The auxiliary query gets the same alias (AS b part) as in the WITH clause. To change it, set a new alias on usage.

WITH b AS (SELECT 1 AS c1) SELECT b.c1, b1.c1 FROM b CROSS JOIN b AS b1;

Usage

Non-materialized WITH clauses are useful when you want to refactor a complex query to make it more readable. You can extract subqueries or reuse them in several places, having only one definition. Each use of a query is optimized separately, specifically for how the parent query uses its results. For example:

WITH math_grades AS (SELECT g_date, semester_id, grade FROM grades WHERE subject="Math")
SELECT * FROM
(SELECT AVG(grade) FROM math_grades WHERE semester_id=2137) AS avg_semester_grades,
(SELECT AVG(grade) FROM math_grades WHERE g_date >= (CURRENT_TIMESTAMP() - INTERVAL '1 y')) AS avg_year_grades

Both subqueries use the same auxiliary math_grades query, but each filters it using different keys. As a result, both scans only read part of the table. With a materialized CTE (not yet supported), the query engine would scan the whole table first and then filter the result twice, once for each subquery.

Alias context

You cannot create more than one CTE with the same alias within a single WITH clause. However, nested SELECT statements can each have their own WITH clauses, creating their own contexts for defined aliases.

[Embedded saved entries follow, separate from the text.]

PR #1038, opened 2016-10-12
modified timestamp format to HH:MM:SS.

michael-moore0:
Hopefully this PR will be a bit more strait forward than my last one.  I have a hard time thinking in seconds.  Whenever I would check the watch screen elapsed time, I would have to mentally do the calculations to convert the seconds into hours and minutes.  I decided to modify the watch screen and 'progress' command to display time in HH:MM:SS format.  I thought this might also be useful for others, so I'm submitting this PR in the hopes that it may be helpful.

### DIFF
--- a/src/modules/utils/panel/screens/3dprinter/WatchScreen.cpp
+++ b/src/modules/utils/panel/screens/3dprinter/WatchScreen.cpp
@@ -250,7 +250,7 @@ void WatchScreen::display_menu_line(uint16_t line)
             break;
         }
         case 1: THEPANEL->lcd->printf("X%4d Y%4d Z%7.2f", (int)round(this->pos[0]), (int)round(this->pos[1]), this->pos[2]); break;
-        case 2: THEPANEL->lcd->printf("%3d%% %2lu:%02lu %3u%% sd", this->current_speed, this->elapsed_time / 60, this->elapsed_time % 60, this->sd_pcnt_played); break;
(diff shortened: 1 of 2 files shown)


src/modules/utils/panel/screens/3dprinter/WatchScreen.cpp
```diff
@@ -250,7 +250,7 @@ void WatchScreen::display_menu_line(uint16_t line)
             break;
         }
         case 1: THEPANEL->lcd->printf("X%4d Y%4d Z%7.2f", (int)round(this->pos[0]), (int)round(this->pos[1]), this->pos[2]); break;
-        case 2: THEPANEL->lcd->printf("%3d%% %2lu:%02lu %3u%% sd", this->current_speed, this->elapsed_time / 60, this->elapsed_time % 60, this->sd_pcnt_played); break;
+		case 2: THEPANEL->lcd->printf("%3d%% %02lu:%02lu:%02lu %3u%% sd", this->current_speed, this->elapsed_time / 3600, (this->elapsed_time % 3600) / 60, this->elapsed_time % 60, this->sd_pcnt_played); break;
```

The same alias can be defined in more than one context.

WITH a AS ( -- creates context 1
    SELECT 1
)
SELECT * FROM (
    WITH a AS (SELECT 2) -- creates context 2
    SELECT * FROM a -- uses context 2
) CROSS JOIN a; -- uses context 1

The query returns 2, 1 as output.

When referencing an alias, the context defined at the nested query level is used. If the nested context does not define the referenced alias, the search moves up one level and repeats until an alias definition is found.

WITH a AS (
    SELECT 1
)
SELECT * FROM (
    WITH b as (SELECT 2)
    SELECT * FROM b
) CROSS JOIN b; -- error

The query returns ERROR: relation "b" does not exist, because b is not defined in this context or any of the contexts above.